== Input for this task ==

PR #36, opened 2025-03-15
Add `gettransaction`

### LINKED ISSUE #38: Add `gettransaction` and `z_viewtransaction`
These are the APIs used to expose detailed information about wallet transactions (the first shows public information, the second shows information that is encrypted on chain).

str4d:
Closes zcash/wallet#38.

### DIFF
--- a/zallet/src/components/json_rpc/balance.rs
+++ b/zallet/src/components/json_rpc/balance.rs
@@ -99,9 +99,9 @@ pub(super) fn wtx_get_value_out(tx: &Transaction) -> Option<Zatoshis> {
                 .into_iter()
                 .flat_map(|bundle| bundle.vout.iter().map(|txout| txout.value)),
         )
-        // NB: negative valueBalanceSapling "takes" money from the transparent value pool just as outputs do
+        // Note: negative valueBalanceSapling "takes" money from the transparent value pool just as outputs do
         .chain((-tx.sapling_value_balance()).try_into().ok())
-        // NB: negative valueBalanceOrchard "takes" money from the transparent value pool just as outputs do
+        // Note: negative valueBalanceOrchard "takes" money from the transparent value pool just as outputs do
         .chain(
             tx.orchard_bundle()
                 .and_then(|b| (-*b.value_balance()).try_into().ok()),
--- a/zallet/src/components/json_rpc/balance.rs
+++ b/zallet/src/components/json_rpc/balance.rs
@@ -1,0 +1,293 @@
+use rusqlite::named_params;
+use transparent::bundle::TxOut;
+use zaino_state::{FetchServiceSubscriber, MempoolKey};
+use zcash_client_backend::data_api::WalletRead;
+use zcash_client_sqlite::error::SqliteClientError;
+use zcash_keys::encoding::AddressCodec;
+use zcash_primitives::transaction::Transaction;
+use zcash_protocol::{consensus::BlockHeight, value::Zatoshis};
+
+use crate::components::database::DbConnection;
+
+/// Coinbase transaction outputs can only be spent after this number of new blocks
+/// (network rule).
+const COINBASE_MATURITY: u32 = 100;
+
+enum IsMine {
+    Spendable,
+    WatchOnly,
+    Either,
+}
+
+/// Returns `true` if this output is owned by some account in the wallet and can be spent.
+pub(super) fn is_mine_spendable(
+    wallet: &DbConnection,
+    tx_out: &TxOut,
+) -> Result<bool, SqliteClientError> {
+    is_mine(wallet, tx_out, IsMine::Spendable)
+}
+
+/// Returns `true` if this output is owned by some account in the wallet, but cannot be
+/// spent (e.g. because we don't have the spending key, or do not know how to spend it).
+#[allow(dead_code)]
+pub(super) fn is_mine_watchonly(
+    wallet: &DbConnection,
+    tx_out: &TxOut,
+) -> Result<bool, SqliteClientError> {
+    is_mine(wallet, tx_out, IsMine::WatchOnly)
+}
+
+/// Returns `true` if this output is owned by some account in the wallet.
+pub(super) fn is_mine_spendable_or_watchonly(
+    wallet: &DbConnection,
+    tx_out: &TxOut,
+) -> Result<bool, SqliteClientError> {
+    is_mine(wallet, tx_out, IsMine::Either)
+}
+
+/// Logically equivalent to [`IsMine(CTxDestination)`] in `zcashd`.
+///
+/// [`IsMine(CTxDestination)`]: https://github.com/zcash/zcash/blob/2352fbc1ed650ac4369006bea11f7f20ee046b84/src/script/ismine.cpp#L121
+fn is_mine(
+    wallet: &DbConnection,
+    tx_out: &TxOut,
+    include: IsMine,
+) -> Result<bool, SqliteClientError> {
+    match tx_out.recipient_address() {
+        Some(address) => wallet.with_raw(|conn| {
+            let mut stmt_addr_mine = conn.prepare(
+                "SELECT EXISTS(
+                    SELECT 1
+                    FROM addresses
+                    JOIN accounts ON account_id = accounts.id
+                    WHERE address = :address
+                    AND (
+                        :allow_either = 1
+                        OR has_spend_key = :has_spend_key
+                    )
+                )",
+            )?;
+
+            Ok(stmt_addr_mine.query_row(
+                named_params! {
+                    ":address": address.encode(wallet.params()),
+                    ":allow_either": matches!(include, IsMine::Either),
+                    ":has_spend_key": matches!(include, IsMine::Spendable),
+                },
+                |row| row.get(0),
+            )?)
+        }),
+        // TODO: Use `zcash_script` to discover other ways the output might belong to
+        // the wallet (like `IsMine(CScript)` does in `zcashd`).
+        None => Ok(false),
+    }
+}
+
+/// Equivalent to [`CTransaction::GetValueOut`] in `zcashd`.
+///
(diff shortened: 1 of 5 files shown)


zallet/src/components/json_rpc/balance.rs
```diff
@@ -0,0 +1,293 @@
...
+            for spend in bundle.shielded_spends() {
+                if stmt_note_exists
+                    .query_row(named_params! {":nf": spend.nullifier().0}, |row| row.get(0))?
+                {
+                    return Ok(true);
+                }
+            }
+        }
+
+        // TODO: Fix bug in `zcashd` where we forgot to add Orchard here.
```
str4d, line 213: Fixed in https://github.com/zcash/zcash/pull/7035.

zallet/src/components/json_rpc/balance.rs
```diff
@@ -0,0 +1,293 @@
...
+        // TODO: Use `zcash_script` to discover other ways the output might belong to
+        // the wallet (like `IsMine(CScript)` does in `zcashd`).
+        None => Ok(false),
+    }
+}
+
+/// Equivalent to [`CTransaction::GetValueOut`] in `zcashd`.
+///
+/// [`CTransaction::GetValueOut`]: https://github.com/zcash/zcash/blob/2352fbc1ed650ac4369006bea11f7f20ee046b84/src/primitives/transaction.cpp#L214
+pub(super) fn wtx_get_value_out(tx: &Transaction) -> Option<Zatoshis> {
```
nuttycom, line 89: The semantics of this whole method are very weird; how would someone reasonably use this value?

zallet/src/components/json_rpc/balance.rs
```diff
@@ -0,0 +1,293 @@
...
+        // Equivalent to `CWallet::GetDebit(CTransaction)` in `zcashd`.
+        Some(bundle) => {
+            let mut acc = Some(Zatoshis::ZERO);
+            for txin in &bundle.vin {
+                // Equivalent to `CWallet::GetDebit(CTxIn)` in `zcashd`.
+                if let Some(txout) = wallet
+                    .get_transaction(*txin.prevout.txid())?
+                    .as_ref()
+                    .and_then(|prev_tx| prev_tx.transparent_bundle())
+                    .and_then(|bundle| bundle.vout.get(txin.prevout.n() as usize))
```
nuttycom, line 134: bug: This seems unusable in the context of `zallet`; in zcashd, this behavior was okay because you could be confident that you had access to the transaction inputs; here, this will just silently ignore any value for inputs for which you don't have the full transaction.

nuttycom (changes requested):
It seems to me that some of the balance computation performed here *cannot* be made reliable in `zallet`. I question whether it's even a good idea to implement this method.

zallet/src/components/json_rpc/balance.rs
```diff
@@ -0,0 +1,293 @@
...
+        Some(address) => wallet.with_raw(|conn| {
+            let mut stmt_addr_mine = conn.prepare(
+                "SELECT EXISTS(
+                    SELECT 1
+                    FROM addresses
+                    JOIN accounts ON account_id = accounts.id
+                    WHERE address = :address
+                    AND (
+                        :allow_either = 1
+                        OR has_spend_key = :has_spend_key
```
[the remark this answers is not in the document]
str4d: > Also, what are the semantics of IsMine for P2SH outputs where you hold one, but not all, of the keys?

`false`: https://github.com/zcash/zcash/blob/18238d90cd0b810f5b07d5aaa1338126aa128c06/src/script/ismine.cpp#L94

```cpp
        // Only consider transactions "mine" if we own ALL the
        // keys involved. Multi-signature transactions that are
        // partially owned (somebody else has a key that can spend
        // them) enable spend-out-from-under-you attacks, especially
        // in shared-wallet situations.
```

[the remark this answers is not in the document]
daira: Please reproduce that comment in the Rust code.

zallet/src/components/json_rpc/balance.rs
```diff
@@ -0,0 +1,293 @@
...
+/// Returns `true` if this output is owned by some account in the wallet.
+pub(super) fn is_mine_spendable_or_watchonly(
+    wallet: &DbConnection,
+    tx_out: &TxOut,
+) -> Result<bool, SqliteClientError> {
+    is_mine(wallet, tx_out, IsMine::Either)
+}
+
+/// Logically equivalent to [`IsMine(CTxDestination)`] in `zcashd`.
+///
```
daira, line 49:
```suggestion
///
/// A transaction is only considered "mine" by virtue of having a P2SH multisig
/// output if we own *all* of the keys involved. Multi-signature transactions that
/// are partially owned (somebody else has a key that can spend them) enable
/// spend-out-from-under-you attacks, especially in shared-wallet situations.
/// Non-P2SH ("bare") multisig outputs never make a transaction "mine".
///
```

zallet/src/components/json_rpc/balance.rs
oxarbitrage: Removed TODO at https://github.com/zcash/wallet/pull/36/commits/ac1011a286ce986c173e4f2b933e27b4bd038410

zallet/src/components/json_rpc/balance.rs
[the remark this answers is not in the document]
oxarbitrage: https://github.com/zcash/wallet/pull/36/commits/8aca24f6b4ba59df13e339f158538885bc1d282a and https://github.com/zcash/wallet/pull/36/commits/790f4a25ed2b3cacbd89265d74afffc4e748fb58

zallet/src/components/json_rpc/balance.rs
oxarbitrage: Can you provide a suggestion on what to do here?

zallet/src/components/json_rpc/methods/get_transaction.rs
```diff
@@ -0,0 +1,360 @@
...
+                .with_message(format!("Failed to fetch transaction: {}", e.to_string()))
+        })?
+        .ok_or(LegacyCode::InvalidParameter.with_static("Invalid or non-wallet transaction id"))?;
+
+    // TODO: In zcashd `filter` is for the entire transparent wallet. Here we have multiple
+    // mnemonics; do we have multiple transparent buckets of funds?
+
+    // `gettransaction` was never altered to take wallet shielded notes into account.
+    // As such, its `amount` and `fee` fields are calculated as if the wallet only has
+    // transparent addresses.
```
nuttycom, line 164: blocking: This has been a potential source of loss of funds for years, and we should not reproduce these bugs. Instead of modifying the semantics of this method, we should not include it in the `Zallet` alpha, and instead provide a replacement in `z_viewtransaction` that we can encourage users to migrate to instead.

zallet/src/components/json_rpc/balance.rs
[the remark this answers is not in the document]
nuttycom: Yes; we won't close this PR but we'll probably move it back to draft and keep it in our pocket in case the push to get users to migrate to `z_viewtransaction` is unsuccessful. I need to re-review what is reported by `gettransaction` and make a concrete plan for incorporating this into `z_viewtransaction`.

zallet/src/components/json_rpc/methods/get_transaction.rs
```diff
@@ -0,0 +1,360 @@
...
+
+    #[serde(skip_serializing_if = "Option::is_none")]
+    expiryheight: Option<u64>,
+
+    walletconflicts: Vec<String>,
+
+    /// The transaction time in seconds since epoch (1 Jan 1970 GMT).
+    time: u64,
+
+    /// The time received in seconds since epoch (1 Jan 1970 GMT).
```
daira, line 87:
```suggestion
    /// The time received in seconds since epoch (1 Jan 1970 UTC).
```

zallet/src/components/json_rpc/balance.rs
daira: Notice the TODO at https://github.com/zcash/wallet/pull/36/files#diff-aa4c5eb784ec34fa821ac213851b030ecd0d609b8d5b9f94252db39e476b68f6R191 , just before the only call to this method. I think the best way to proceed is to remove this method and fix that TODO in the way it suggests.

daira (commented):
Reviewed with comments.

daira:
> It seems NB is short for "nota bene", Latin for "note well". This was too obscure for me, i changed it but can go back or change to something else.

NB used to be quite common at least in British English; I remember using it quite a bit but it has fallen out of favour. Google [Ngrams confirms this impression](https://books.google.com/ngrams/graph?content=NB&year_start=1800&year_end=2022&corpus=en&smoothing=3).

oxarbitrage:
Closing this as superseded.

Per the design decision reached in this thread (see https://github.com/zcash/wallet/pull/36#discussion threads from @nuttycom, 2025-08-20), `gettransaction` is **not** being included in Zallet: it inherits zcashd's balance/`IsMine` semantics that can't be made reliable in Zallet (we don't always hold the full input transactions), which is a known loss-of-funds footgun we don't want to reproduce.

The agreed replacement was to extend `z_viewtransaction` to cover this method's use cases in a non-buggy way. That work has since landed:
- #147 — add transparent-equivalent details to `z_viewtransaction` (closed)
- #228 — top-level map describing the effect on each involved account's balance (closed)
- #233 — report account UUID with each spend/receive entry (closed)

Issue #38, which this PR originally closed, was also edited to drop `gettransaction` and now only covers `z_viewtransaction` (closed).

Given the above, plus ~360 commits of drift and conflicts against `main`, there's no remaining value in reviving this branch. Anyone needing per-transaction detail should use `z_viewtransaction` (tracked under #156 / #440 / #450). Thanks @str4d for the original work — the useful pieces live on in `z_viewtransaction`.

===

→ **Problem to solve**
In the records above, find every line that contains the word "them" and copy it.

→ **Answer box**
        // them) enable spend-out-from-under-you attacks, especially
/// are partially owned (somebody else has a key that can spend them) enable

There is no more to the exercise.